Non seulement il se forma dans des conservatoires de voisinage, à l’âge
de 15 ans, mais il s’exerça aussi professionnellement
dans le café appelé « café de la Chancha » ainsi baptisé
par les habitués du lieu en allusion à l’hygiène douteuse du propriétaire.
Peu après, déjà dans un café connu du centre de Buenos Aires, il intégra
l’ensemble de la première femme bandoneoniste
qu’eut l’histoire du Tango, Francisca « Paquita » Bernardo.
Déjà sur la pente ascendante de sa carrière, Osvaldo s’incorpora
alors
au quatuor de Enrique Pollet, puis à l’orchestre réputé de Roberto
Firpo et en 1927 il était déjà pianiste de l’orchestre
du grand bandoneoniste Pedro Maffia, duquel il se détacha avec le
violoniste Elvino Vardaro pour former un ensemble au nom des deux,
dont on sait qu’il fut de grande avancée mais dont il n’est resté
aucun enregistrement.
Vardaro-Pugliese débutèrent au calé Nacional pour entreprendre par la
suite une grande tournée à l’intérieur du pays.

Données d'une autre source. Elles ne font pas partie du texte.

Issue #1535, opened 2020-12-16
wasm memory bug/question


yuval-k:
Hello everyone! 
Than you for making tinygo wasm compatible. I've been testing it out, trying to use with envoy proxy, and I have some questions I would love your help with. I tried answering these myself by looking at the code, but I want to make sure I'm not missing anything:

I noticed that using different arguments to `--heap-size` still produces the exact same binary, with initial wasm memory set to 3 wasm-pages (i.e.: `(memory $0 3)`) I do see this argument passed in the ld flags, so I suspect that this is a bug? 

IIUC the code correctly, the initial memory is all that is available - i.e. the `memory.grow` instruction is not used to grow memory dynamically. This means that all the memory usage expected should be included in the heap-size. is that accurate?

Thank you for your reply!

asayah:
@deadprogram any update on this one?

djannot:
+1

aykevl:
Hi! Thank you for your interest in using WebAssembly. I have made a PR that implements automatically growing the heap when needed: #1567. This removes the `-heap-size` parameter entirely as it is not necessary anymore, which I believe is the proper fix (`-heap-size` was always just a workaround as the TinyGo heap previously was unable to grow in size).

djannot:
@aykevl do you know when this fix will be released ?

deadprogram:
This has been released with v0.17.0 so now closing. Thanks!

Issue #1327, opened 2020-08-29
[runtime error: out of memory] due to repeated call to demo splitter method


Kusers:
Error screenshot
https://github.com/Kusers/tinygoDemo/blob/master/runerr.png
javascript code
https://github.com/Kusers/tinygoDemo/blob/master/run_err_js.txt
How can we solve this problem? I look forward to your reply. Thank you very much

aykevl:
Passing data between JavaScript and WebAssembly (Go) currently leaks memory. You can slow it down a bit with the `-heap-size` parameter.

Kusers:
If I use C language, will it still happen?

deadprogram:
@Kusers this is a really a general problem with memory management and any WASM code that wants to pass data to/from JavaScript, regardless of what was used to compile it.

FrankReh:
The memory leak caused by having no finalizers called? I've run into that today.

Does getting a gc for wasm to understand objects that are being freed, and keeping track of their finalizers, require knowledge of the LLVM side of things or should it be enough to know the Go and JavaScript side of things?

I'm not even sure the conservative gc is being used for the wasm target. I saw a question about it early last year but the answer was that channels and reflection were first on the TODO list.

I don't know what the setup time is for a wasm instantiation but is a viable alternative to let the entire instance be collected by the JavaScript VM and start a new wasm instance when memory gets low?

deadprogram:
This has been released with v0.17.0 so now closing. Thanks!

Issue #460, opened 2019-07-26
Misleading option `-heap-size` for wasm


lei-april:
This options was introduced by commit d627208c48501e649a0c2a477f77556af1e35a99. From what I see, it actually configures size of whole wasm linear memory, not just the "heap".

As regard to wasm bytecodes generated by the LLVM backend, the linear memory consists of three sections: an explicit stack, the data section and the heap. 

From source of wasm-ld:
```cpp
// The default memory layout is as follows, from low to high.
//
//  - initialized data (starting at Config->GlobalBase)
//  - BSS data (not currently implemented in llvm)
//  - explicit stack (Config->ZStackSize)
//  - heap start / unallocated
```

However, the argument of option `-heap-size` seems to apply to the whole linery memory:
```go
if spec.GOARCH == "wasm" {
    // Round heap size to next multiple of 65536 (the WebAssembly page
    // size).
    heapSize := (config.heapSize + (65536 - 1)) &^ (65536 - 1)
    ldflags = append(ldflags, "--initial-memory="+strconv.FormatInt(heapSize, 10))
}
```

So I think it's a little confusing to use the phrase "heap size" here.

deadprogram:
Perhaps this should be renamed to something like `memory-size` to more accurately describe what it does. @aykevl what do you think?

aykevl:
The original intent was that `-heap-size` would also configure the heap size on *nix systems (using `malloc` to allocate the heap on startup). However, this turned out to be a bit more tricky to implement than I originally expected so I left it out.

Changing to `-memory-size` sounds good.

aykevl:
#1567 sidesteps this issue by removing this flag entirely.

deadprogram:
This has been released with v0.17.0 so now closing. Thanks!

PR #1567, opened 2021-01-09
Automatically grow the heap on WebAssembly

aykevl:
This commit makes the heap growable on WebAssembly. The heap design is not fundamentally changed although the heap layout is changed. This has been something I wanted to implement long ago but I never got around doing it. In the end, it took me a lot less time than I expected.

This should have very little impact on baremetal targets. Firmware size increased slightly but while working on this I also found an optimization in the heap to make things easier for the optimizer so that firmware size is in fact usually reduced a little bit with this PR on baremetal targets. The WebAssembly output has grown a little bit of course, with this new ability to grow the heap when it is full.

This fixes https://github.com/tinygo-org/tinygo/issues/1535 and https://github.com/tinygo-org/tinygo/issues/460 and improves https://github.com/tinygo-org/tinygo/issues/1327

### DIFF
--- a/src/runtime/arch_wasm.go
+++ b/src/runtime/arch_wasm.go
@@ -17,6 +17,9 @@ var heapStartSymbol [0]byte
 //export llvm.wasm.memory.size.i32
 func wasm_memory_size(index int32) int32
 
+//export llvm.wasm.memory.grow.i32
+func wasm_memory_grow(index int32, delta int32) int32
+
 var (
 	heapStart = uintptr(unsafe.Pointer(&heapStartSymbol))
 	heapEnd   = uintptr(wasm_memory_size(0) * wasmPageSize)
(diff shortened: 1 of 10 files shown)


src/runtime/arch_wasm.go
```diff
@@ -30,3 +33,32 @@ func align(ptr uintptr) uintptr {
...
+
+	// Increase the heap. After setting the new heapEnd, calculateHeapAddresses
+	// will update metadataStart and the memcpy will copy the metadata to the
+	// new location.
+	// The new metadata will be bigger than the old metadata, but a simple
+	// memcpy is fine as it only copies the old metadata and the new memory will
+	// have been zero initialized.
+	heapEnd = uintptr(wasm_memory_size(0) * wasmPageSize)
+	calculateHeapAddresses()
+	memcpy(unsafe.Pointer(metadataStart), unsafe.Pointer(oldMetadataStart), oldMetadataSize)
```
niaow: This section should probably live inside of `gc_conservative.go`, as this references variables from a separate build tag. We could maybe have something like `resizeHeap` (I am not doing great with names right now) which would sit inside of the GC implementations. If the GC did not support this, it could avoid calling `growHeap` and implement `resizeHeap` as a no-op. Ideally, `leaking`/similar should still work.

deadprogram: That seems like a very reasonable suggestion to me. :+1:

aykevl: Yes, that makes sense. I have updated the PR with this change (with `setHeapEnd`) that is also supported with `-gc=none` and `-gc=leaking` (it doesn't make sense with `-gc=extalloc`).

niaow (changes requested):
It looks like this just needs a gofmt on `src/runtime/gc_conservative.go` to fix CI, and then it should be good.

aykevl:
Oops, thanks for letting me know! I've fixed it.
My VSCode was having some trouble and didn't automatically format source files for some reason.

niaow (approved):

deadprogram:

Pendant cette tournée les accompagnaient comme représentant-gerant le poète
Eduardo Moreno, auteur du texte du tango « recuerdo »
le plus célèbre de ceux signés par Pugliese, mais aussi, proposée par
Moreno, la compositrice de chansons Malena de Toledo.
La tournée fut un échec économique et Vardaro dut laisser en gage son
archer « Sartoris » pour payer les billets retour.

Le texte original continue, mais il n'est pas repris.